*** Working data ***

PR #2079, opened 2024-06-24
CBL-5907: Adjusting tests due to CBL-5536 in the VectorSearch extension

jianminzhao:
CBL 5536 introduced a new warning when index is not trained. It makes some tests of [.VectorSearch] to fail because we check the number of warning logs.


borrrden:
Can we just remove it instead?  Trying to keep track of the number of warnings is kind of insane and was only there because we had no other way to check certain things.

jianminzhao:
Agreed. It's hard to manage it moving forward.

jianminzhao:
@snej & @pasin , what do you think?

borrrden:
See https://github.com/couchbase/couchbase-lite-core/pull/2078 where I removed it

jianminzhao:
We won't do it.

PR #2084, opened 2024-06-26
CBL-5931: Clear SQL statement bindings after use

jianminzhao:
Using SQLite::Statement::bindNoCopy() with a non-temporary Statement leaves dangling pointers in its bindings. This isn't usually a problem because the bindings get updated before the next time the statement is run ... but if the statement is still around when the db closes, the code that logs open statements will try to deref the bindings and may crash.

Since there were numerous places this needed to be fixed, I improved the `UsingStatement` helper class to clear bindings.


jianminzhao:
It is all auto-merged by Git.

borrrden (approved):

PR #2085, opened 2024-06-27
CBL-5933: Replicator log contains auth info

jianminzhao:
Made a white list based on the current constants of keys of repl::Options except for kC4ReplicatorAuthPassword. We only log properties in the white list.

Platform added options won't be logged because of the white-list.

### DIFF
--- a/Replicator/Worker.cc
+++ b/Replicator/Worker.cc
@@ -46,10 +46,9 @@ namespace litecore::repl {
         for ( Dict::iterator i(dict); i; ++i ) {
             if ( n++ > 0 ) s << ", ";
             slice key = i.keyString();
+            if ( Options::kWhiteListOfKeysToLog.find(key) == Options::kWhiteListOfKeysToLog.end() ) continue;
             s << key << ":";
-            if ( key == slice(C4STR(kC4ReplicatorAuthPassword)) ) {
-                s << "\"********\"";
-            } else if ( i.value().asDict() ) {
+            if ( i.value().asDict() ) {
                 writeRedacted(i.value().asDict(), s);
             } else {
                 alloc_slice json(i.value().toJSON5());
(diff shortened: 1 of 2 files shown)


Replicator/Worker.cc
```diff
@@ -336,4 +335,71 @@ namespace litecore::repl {
...
+            // [1]: Auth dictionary keys:
+            kC4ReplicatorAuthType,
+            kC4ReplicatorAuthUserName,
+            // kC4ReplicatorAuthPassword,
+            kC4ReplicatorAuthEnableChallengeAuth,
+            kC4ReplicatorAuthClientCert,
+            kC4ReplicatorAuthClientCertKey,
+            kC4ReplicatorAuthToken,
+
+            // [2]: auth.type values:
```
borrrden, line 386: These are values, not keys, and thus don't need to be considered

Replicator/Worker.cc
```diff
@@ -336,4 +335,71 @@ namespace litecore::repl {
...
+            kC4AuthTypeClientCert,
+
+            // [3]: Proxy dictionary keys:
+            kC4ReplicatorProxyType,
+            kC4ReplicatorProxyHost,
+            kC4ReplicatorProxyPort,
+            kC4ReplicatorProxyAuth,
+
+            // [4]: proxy.type values:
+            kC4ProxyTypeNone,
```
borrrden, line 400: Same comment

borrrden (changes requested):

Replicator/Worker.cc
jianminzhao: good point

borrrden (approved):

Replicator/Worker.cc
```diff
@@ -336,4 +335,58 @@ namespace litecore::repl {
...
+            kC4ReplicatorCompressionLevel,
+
+            // [1]: Auth dictionary keys:
+            kC4ReplicatorAuthType,
+            kC4ReplicatorAuthUserName,
+            // kC4ReplicatorAuthPassword,
+            kC4ReplicatorAuthEnableChallengeAuth,
+            kC4ReplicatorAuthClientCert,
+            kC4ReplicatorAuthClientCertKey,
+            kC4ReplicatorAuthToken,
```
pasin, line 384: Shall we log this?

jianminzhao: When find it out it's not okay to log, we can take it out from the white list easily.

pasin: This info shouldn't be logged.

jianminzhao: okay, will remove it.

PR #2181, opened 2024-11-05
CBL-6416: Regression - VS LIMIT query should throw for out of range

jianminzhao:


snej:
Sorry to derail this, but I don't think the 3.2 behavior is the right thing to do. There's no other case where a non-positive LIMIT causes an error; a zero or negative value just means zero results. And why arbitrarily prevent limits above 10000?

I'm pretty sure this is not consistent with vector query on Server, and we're supposed to be compatible with that.

pasin (changes requested):
For limit 0 and negative, the server returns zero results. We can follow that behavior. I also don't think this is a breaking change as nobody can use limit 0 or negative before in CBL. I will create tickets for the platforms to remove the tests that check error for limit 0 and negative. 

For limit 10000 to the vector search, it is a guardrail set by PM so that we have put this in 3.2.0 (It's in the API spec). Can we continue to have this guardrails for 4.0 beta, and we can discuss with PM to remove or change that number after the beta?

pasin:
I have created https://jira.issues.couchbase.com/browse/CBL-6426 for the limit 10000.

pasin (approved):

PR #2182, opened 2024-11-06
CBL-6332: Implicit key change in query results

jianminzhao:
In V3.2, when WHAT clause of the JSON query is absent of empty, we will assign meta properties, _id and _sequence, to the what clause, and use then property names verbatim in the corresponding column names (keep the underscore in the names). In this commit, we mean to keep this behavior with new query translator. The column names are used in the query result of the platform API as the dictionary keys.


pasin:
I have created https://jira.issues.couchbase.com/browse/CBL-6428 to work on disallowing the empty select after 4.0 private beta.

pasin (approved):

PR #2185, opened 2024-11-11
CBL-6422: Some tests of VectorSearch are failing in 4.0

jianminzhao:
- "IndexUpdater Set Float Array": ORDER_BY is more strict than 3.2. It now requires an explicit array.
- "IndexUpdater not update when released without finish": ORDER_BY is more strict than 3.2. It now requires an explicit array.
- "APPROX_VECTOR_DISTANCE Errors (Misc)": error messages have changed.
- "APPROX_VECTOR_DISTANCE Errors (Bad Metric)": error messages have changed.


pasin:
I don't see anything related to "IndexUpdater not update when released without finish" as described in the PR description.

pasin (approved):

PR #2188, opened 2024-11-20
CBL-6302: Fix N1QL parser rejects `META(scope.coll)`

callumbirks:
Test "Various Exceptional Conditions" failed before this fix, when using N_WAY_... due to `scope.coll` not being accepted by N1QL parser for META function.
Now it passes

### DIFF
--- a/LiteCore/Query/N1QL_Parser/n1ql.leg
+++ b/LiteCore/Query/N1QL_Parser/n1ql.leg
@@ -356,7 +356,7 @@ indexTable =                            { a = string(""); }
 
 function =
     "meta"i _ '(' _                    { f = op("meta()");}
-    (c:IDENTIFIER _                    { appendAny(f, c.as<string>());}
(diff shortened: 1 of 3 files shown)


LiteCore/Query/N1QL_Parser/n1ql.leg
```diff
@@ -345,6 +345,11 @@ propertyPath =
 propertyName
     = IDENTIFIER
 
+metaPath =
```
jianminzhao, line 348: Can propertyPath be used here?

callumbirks: No. It doesn't work

callumbirks: propertyPath does some weird quoting and stuff that doesn't work with the way META expression path is parsed. It breaks most META expression tests

jianminzhao (approved):

PR #2193, opened 2024-12-12
CBL-6285: Explain for predictive query no longer names an index

jianminzhao:
The main issue is that we need to know the kv table on which the PredictiveNode is created, and the pass that SourceNodes are assigned table names is run after the pass all nodes are created.

Several technical changes.
- SourceNode::collection() is empty string only if it's not given in the query expression. (Currently it will be turned to empty string if explicitly given "_default."
- We assign the table name to the main data source in the pass of node creation, so that it can be used when PredictiveNode is populated. It can be later altered if flag _usesDeleted is set.
- The result of keystore.compileQuery() should be the same, except that empty data source in the FROM clause will be substituted for with collection corresponding to the invoking key store.

### DIFF
--- a/LiteCore/Query/Translator/IndexedNodes.cc
+++ b/LiteCore/Query/Translator/IndexedNodes.cc
@@ -225,7 +225,7 @@ namespace litecore::qt {
         expr.append(args[1]);
         string id = expressionIdentifier(expr);
 
-        if ( ctx.delegate.hasPredictiveIndex(id) ) {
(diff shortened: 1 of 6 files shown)


snej (approved):
I don't understand all the changes, but I think this is okay.

It sounds as though we should add a LiteCore test for PQ that will do what the failed platform test does, namely run "explain" and verify that the query is really using the index.

PR #2199, opened 2024-12-21
CBL-6592: active pusher should always send proposeChanges regardless …

jianminzhao:
…of whether being version-vector or not.

- There is one test failing, "Push After VV Upgrade", c.f. CBL-6593. It is disabled.

### DIFF
--- a/Replicator/ChangesFeed.cc
+++ b/Replicator/ChangesFeed.cc
@@ -102,6 +102,7 @@ namespace litecore::repl {
         try {
             _db.useLocked([&](C4Database* db) {
                 Assert(db == _checkpointer->collection()->getDatabase());
+                options.flags |= kC4RevIDGlobalForm;
                 C4DocEnumerator e(_checkpointer->collection(), _maxSequence, options);
                 changes.revs.reserve(limit);
                 while ( e.next() && limit > 0 ) {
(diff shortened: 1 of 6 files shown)


Replicator/ChangesFeed.cc
```diff
@@ -102,6 +102,7 @@ namespace litecore::repl {
         try {
             _db.useLocked([&](C4Database* db) {
                 Assert(db == _checkpointer->collection()->getDatabase());
+                options.flags |= kC4RevIDGlobalForm;
```
snej, line 105: Instead of changing C4DocEnumerator, you can just call `DBAccess::convertVersionToAbsolute` on the revID.

Replicator/RevFinder.cc
```diff
@@ -93,7 +93,7 @@ namespace litecore::repl {
             if ( !changes && req->body() != "null"_sl ) {
                 warn("Invalid body of 'changes' message");
                 req->respondWithError({"BLIP"_sl, 400, "Invalid JSON body"_sl});
-            } else if ( (!proposed && _mustBeProposed) || (proposed && _db->usingVersionVectors()) ) {
+            } else if ( !proposed && _mustBeProposed ) {
```
snej, line 96: Delete "But with version vectors, always use "changes"." on line 98

snej (changes requested):

snej (approved):

PR #2201, opened 2025-01-08
CBL-6599: SQL++ query throws error unexpectedly

callumbirks:
The columns in the customers query results have type SQLITE_BLOB but are null. Apparently we didn't check for null before when encoding blob column, now we do.
While it wasn't hit in this issue, also added a null check to the very similar SQLITE_TEXT encoding. That seems like the correct course of action?

### DIFF
--- a/LiteCore/Query/SQLiteQuery.cc
+++ b/LiteCore/Query/SQLiteQuery.cc
@@ -446,6 +446,10 @@ namespace litecore {
                     {
                         if ( i >= _query->_1stCustomResultColumn ) {
                             slice        fleeceData{col.getBlob(), (size_t)col.getBytes()};
+                            if (fleeceData == nullslice) {
+                                enc.writeNull();
+                                return false;
+                            }
                             Scope        fleeceScope(fleeceData, _sk);
                             const Value* value = Value::fromTrustedData(fleeceData);
                             if ( !value )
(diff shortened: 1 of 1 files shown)


jianminzhao:
CBL-6599 is for 4.0. Please use CBL-6625

callumbirks:
@jianminzhao  changed it

LiteCore/Query/SQLiteQuery.cc
```diff
@@ -445,20 +445,24 @@ namespace litecore {
...
-                            slice        fleeceData{col.getBlob(), (size_t)col.getBytes()};
-                            Scope        fleeceScope(fleeceData, _sk);
-                            const Value* value = Value::fromTrustedData(fleeceData);
-                            if ( !value )
-                                error::_throw(error::CorruptRevisionData,
-                                              "SQLiteQueryRunner encodeColumn parsing fleece to Value failing");
-                            enc.writeValue(value);
+                            slice fleeceData{col.getBlob(), (size_t)col.getBytes()};
+                            if ( fleeceData.empty() ) {
+                                enc.writeNull();
```
jianminzhao, line 450: why not return false as we do for "case SQLITEE_NULL" ? 
CC: @snej

jianminzhao (approved):

LiteCore/Query/SQLiteQuery.cc
jianminzhao: Returning false will make it appear as MISSING, and now it appears as NULL.

snej: A SQLite NULL means MISSING. An empty blob (returned from a query) means a JSON/Fleece null.

jianminzhao (approved):

PR #2204, opened 2025-01-10
CBL-6629: Invalid binary version ID (looks like a legacy revID) error…

jianminzhao:
… when pushing rev-tree doc before upgrading to version vector

Have to deal with the situation where VectorDocument's selected revision is in the legacy RevTree form.

### DIFF
--- a/LiteCore/Database/VectorDocument.cc
+++ b/LiteCore/Database/VectorDocument.cc
@@ -190,8 +190,11 @@ namespace litecore {
         }
 
         alloc_slice getSelectedRevIDGlobalForm() const override {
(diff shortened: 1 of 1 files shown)


LiteCore/Database/VectorDocument.cc
```diff
@@ -190,8 +190,11 @@ namespace litecore {
         }
 
         alloc_slice getSelectedRevIDGlobalForm() const override {
-            if ( auto rev = _selectedRevision(); rev ) return rev->versionVector().asASCII(mySourceID());
-            else
+            if ( auto rev = _selectedRevision(); rev ) {
```
snej, line 193: FYI, you don't need the `; rev` part :)

snej (approved):

PR #2209, opened 2025-01-13
CBL-6626: SQL++ query not return expected results

callumbirks:
The issue which caused the customer's query to not return the correct results is that litecore thinks the null value is not null. 
The underlying cause of that is an issue with indexes which causes some values in certain indexes to not be correctly typed as null when passing into the query engine.
So this does not fix the underlying problem, but it is a good workaround that @snej agreed with.
Basically the problematic values do not get given the Null subtype when they should, so our usual check for the null subtype fails. Now, we also check if the size is 0 if the subtype has not been set.

### DIFF
--- a/LiteCore/Query/SQLiteN1QLFunctions.cc
+++ b/LiteCore/Query/SQLiteN1QLFunctions.cc
@@ -280,7 +280,9 @@ namespace litecore {
 
     // Test for N1QL NULL value (which is an empty blob tagged with kFleeceNullSubtype)
     static inline bool isNull(sqlite3_value* arg) {
-        return sqlite3_value_type(arg) == SQLITE_BLOB && sqlite3_value_subtype(arg) == kFleeceNullSubtype;
+        if (sqlite3_value_type(arg) != SQLITE_BLOB) return false;
+        auto subtype = sqlite3_value_subtype(arg);
+        return subtype == kFleeceNullSubtype || (subtype == 0 && sqlite3_value_bytes(arg) == 0);
     }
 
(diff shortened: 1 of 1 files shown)


jianminzhao:
@snej I see Blob&&subtype==0 is being used in fl_result. I would defer to you whether to accept it as a patch to isNull() function.

jianminzhao:
Please also fix fl_result where we only check blob's subtype but not the size. Also for isNull(), size of the blob (being 0) is sufficient. Subtype is secondary. (non-zero size with subtype fleecenull reveals a bug)

LiteCore/Query/SQLiteFleeceFunctions.cc
```diff
@@ -235,8 +235,17 @@ namespace litecore {
...
+                                    // If the size is 0, it may actually be a Fleece Null with missing subtype.
+                                    if ( sqlite3_value_bytes(arg) == 0 ) {
+                                        slice encoded = Encoder::kPreEncodedNull;
+                                        sqlite3_result_blob(ctx, encoded.buf, int(encoded.size), SQLITE_STATIC);
+                                        return;
+                                    } else {
+                                        // Untagged blob with size is already Fleece data
+                                        break;
+                                    }
+                                }
```
jianminzhao, line 248: Is it equivalent to:
case 0:
case kFleeceNullSubtype:
    if (size > 0) break; // untagged blob ...
   else {
     // Fleece/JSON null
    return;
  }

callumbirks: I believe the latest commit is more appropriate

jianminzhao (approved):

PR #2211, opened 2025-01-15
CBL-6636: Rev message contains the full history in the revID field

jianminzhao:
For the rev property of the rev message, We use the revID of the current version for Version Vector revisions and the rest of of the versions will be in the history property.

### DIFF
--- a/Replicator/Pusher+Revs.cc
+++ b/Replicator/Pusher+Revs.cc
@@ -17,6 +17,7 @@
 #include "HTTPTypes.hh"
 #include "Increment.hh"
 #include "StringUtil.hh"
+#include "VersionVector.hh"
 #include "fleece/Mutable.hh"
 #include <cinttypes>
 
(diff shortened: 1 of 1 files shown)


Replicator/Pusher+Revs.cc
```diff
@@ -106,21 +107,43 @@ namespace litecore::repl {
...
+        alloc_slice     currentRevID = fullRevID;
+        constexpr slice vvSeparator  = ",;"_sl;
+        if ( currentRevID.findAnyByteOf(vvSeparator) ) {
+            try {
+                VersionVector vv = VersionVector::fromASCII(currentRevID);
+                currentRevID     = vv.current().asASCII();
+            } catch ( ... ) {
+                // it's not a VV even with comma or semi-colon in it.
+                throw;
+            }
```
snej, line 120: This try-catch is pointless; it doesn't do anything.

Replicator/Pusher+Revs.cc
```diff
@@ -106,21 +107,43 @@ namespace litecore::repl {
...
+        alloc_slice currentReplacementRevID = fullReplacementRevID;
+        if ( currentReplacementRevID && currentReplacementRevID.findAnyByteOf(vvSeparator) ) {
+            try {
+                VersionVector vv        = VersionVector::fromASCII(currentReplacementRevID);
+                currentReplacementRevID = vv.current().asASCII();
+            } catch ( ... ) {
+                // it's not a VV even with comma or semi-colon in it.
+                throw;
+            }
+        }
```
snej, line 134: This is the same code as above. Factor it out into a function you can reuse.

snej (changes requested):

Replicator/Pusher+Revs.cc
jianminzhao: Right, I was thinking to add some logs there. Perhaps not that useful; hopefully we will get stacktrace.

snej (approved):

PR #706, opened 2022-02-15
Block level disk cache for read streaming

vibhansa-msft:
- Create disk based block level caching for streaming


component/stream/stream.go
```diff
@@ -67,11 +68,16 @@ type StreamOptions struct {
 	Policy            string `config:"policy" yaml:"policy,omitempty"`
 	CacheOnFileHandle bool   `config:"cache-on-file-handle" yaml:"cache-on-file-handle,omitempty"`
 	readOnly          bool   `config:"read-only"`
+	Persistance       bool   `config:"persistance"`
```
gapra-msft, line 71:
```suggestion
	Persistence       bool   `config:"persistence"`
```

component/stream/stream.go
```diff
@@ -159,13 +169,42 @@ func (st *Stream) Configure() error {
...
+			}
+
+			if conf.DiskPath == "" {
+				log.Err("Stream::Configure : Config error [disk-cache-path not set]")
+				return fmt.Errorf("config error in %s error [disk-cache-path not set]", st.Name())
+			}
+
+			_, err = os.Stat(conf.DiskPath)
+			if os.IsNotExist(err) {
+				log.Err("Stream::Configure : Config error [disk-cache-path does not exist. attempting to create]")
```
gapra-msft, line 187: this should be an informational log right?

component/stream/stream_cache.go
```diff
@@ -173,7 +172,13 @@ func (c *cache) getBlock(fileKey string, offset int64, fileSize int64) (*cacheBl
 			}
 			c.evictedBlock = blockKey{}
 		}
-		return newBlock, false
+
+		dataFetched := false
```
gapra-msft, line 176: Where is the code that fetches from the memory cache? Why do we initialize this to false so late?

component/stream/stream_cache.go
```diff
@@ -200,3 +210,104 @@ func (c *cache) filePurge(key, value interface{}) {
...
+func (c *cache) wipeoutDiskCache() {
+	log.Trace("streamcache::evictDiskBlock : Wipe out disk cache in progress")
+
+	dirents, err := os.ReadDir(c.diskPath)
+	if err != nil {
+		return
+	}
+
+	for _, entry := range dirents {
+		os.RemoveAll(filepath.Join(c.diskPath, entry.Name()))
```
gapra-msft, line 311: Why not just do a os.RemoveAll of c.diskPath?

component/stream/stream_cache.go
```diff
@@ -200,3 +210,104 @@ func (c *cache) filePurge(key, value interface{}) {
 	c.blocks.Remove(key)
 	c.evictedBlock = blockKey{}
 }
+
+// Using key construct a file name for persisted block
+func (c *cache) getLocalFilePath(key blockKey) string {
+	return filepath.Join(c.diskPath, key.fileKey+"__"+fmt.Sprintf("%d", key.offset)+"__")
```
gapra-msft, line 216: Will this run into issues if the fileKey is fileName? If we have multiple handles of a file?

component/stream/stream_cache.go
vibhansa-msft: By default we only allocate block and return. So this flag is init after creating the block. Then we check if this block was earlier persisted on disk or not, if so read data from there and mark this block as already having data. Just below this line we are checking to read data from disk.

component/stream/stream_cache.go
vibhansa-msft: We might not have created this directory so removing it will not make sense, so we are just iterating its children and then deleting all of them,

component/stream/stream_cache.go
vibhansa-msft: We will never have multiple handles to the file as we maintain only one block in cache irrespective of number of handles open for that file. Also the stream blocks are in memory while this persistence is done on disk so there is no collision in actual file and persisted block. If your concern is about actual file name also following similar format then that also shall not hit issue as our persisted block will now look something like A__1__.txt__0__ so while reading it back we will again do the same conversion. Also these persisted block files are not visible to user directly through blobfuse only way is to manually list them on the persist directory. Let me know if you have any concern with the naming conventions or if you foresee any issue with this.

tasherif-msft: As Vikas said this should be fine, if the file key is names then regardless of open handles don't have duplicates. If our key is the handle id its still ok since the blocks will have unique id prefix.

component/stream/stream.go
```diff
@@ -67,11 +68,16 @@ type StreamOptions struct {
 	Policy            string `config:"policy" yaml:"policy,omitempty"`
 	CacheOnFileHandle bool   `config:"cache-on-file-handle" yaml:"cache-on-file-handle,omitempty"`
 	readOnly          bool   `config:"read-only"`
+	Persistence       bool   `config:"persistence"`
```
tasherif-msft, line 71: since all disk related options are prefixed with "disk" we should do this here as well so `disk-persistence`

component/stream/stream_cache.go
```diff
@@ -200,3 +210,104 @@ func (c *cache) filePurge(key, value interface{}) {
...
+
+	if err != nil {
+		return false
+	}
+
+	log.Debug("streamcache::getBlockFromDisk : Reading block for %s offset %d from disk", key.fileKey, key.offset)
+	if time.Since(info.ModTime()).Seconds() > c.diskTimeoutSec {
+		// File exists on local disk but disk cache timeout has elapsed
+		os.Remove(localPath)
+		c.diskBlocks.Remove(key)
```
tasherif-msft, line 255: :( I hate how cache deletion is event driven at the moment - this is something we should def consider improving on in the future

component/stream/stream_cache.go
```diff
@@ -200,3 +210,104 @@ func (c *cache) filePurge(key, value interface{}) {
...
+	f, err := os.OpenFile(localPath, os.O_RDONLY, 0775)
+	if err != nil {
+		return false
+	}
+
+	f.Read(block.data)
+	f.Close()
+	os.Remove(localPath)
+
+	c.diskBlocks.Remove(key)
```
tasherif-msft, line 268: We should leave a comment here explaining:
```suggestion
        // we remove the block from disk as it is now in our in-memory cache
	c.diskBlocks.Remove(key)
```

component/stream/stream_cache.go
```diff
@@ -200,3 +210,104 @@ func (c *cache) filePurge(key, value interface{}) {
...
+
+	return true
+}
+
+// Remove this block from in-memory cache
+func (c *cache) evictBlock(key blockKey, block *cacheBlock) {
```
tasherif-msft, line 274: There is one very important unit test we should have, here consider the following:
1. our number of cached files is full
2. the cache evicts one of the files
3. this causes a purge on all blocks in memory for that file
4. this in turn persists these blocks on disk (while the fileKey and its blocks are now gone from memory)
5. another read to that evicted file comes for one of the blocks on disk
6. we need to make sure that the key is handled correctly and we end up fetching the block from disk rather than getting another copy of it (leading to duplicate data on disk with a stale block from the last file purge)

I know we're using key.offset but just for future proofing this test is important to have to make sure no memory leaks are happening since currently its event driven

component/stream/stream_cache.go
vibhansa-msft: yes other then this event of cache being full it shall be time based cleanup as well. We need a lot of changes in stream anyway. That locking based improvements also needs to be done. Can take all those things in seperate PRs.

component/stream/stream_cache.go
vibhansa-msft: There is a test in UT where we bring the block in memory and then create a eviction case where it goes back to disk. Later when the block is read its read from disk. This is similar to cache full scenario as in that UT we take cache size to be 1 block per file and simulate the UT around it.

component/stream/stream_cache.go
vibhansa-msft: done

component/stream/stream.go
vibhansa-msft: done

souravgupta-msft (approved):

***

■ **Your task**
The answer consists of the lines above that include the word "fromASCII", each copied exactly.

■ **Answer to the exercise**
+                VersionVector vv = VersionVector::fromASCII(currentRevID);
+                VersionVector vv        = VersionVector::fromASCII(currentReplacementRevID);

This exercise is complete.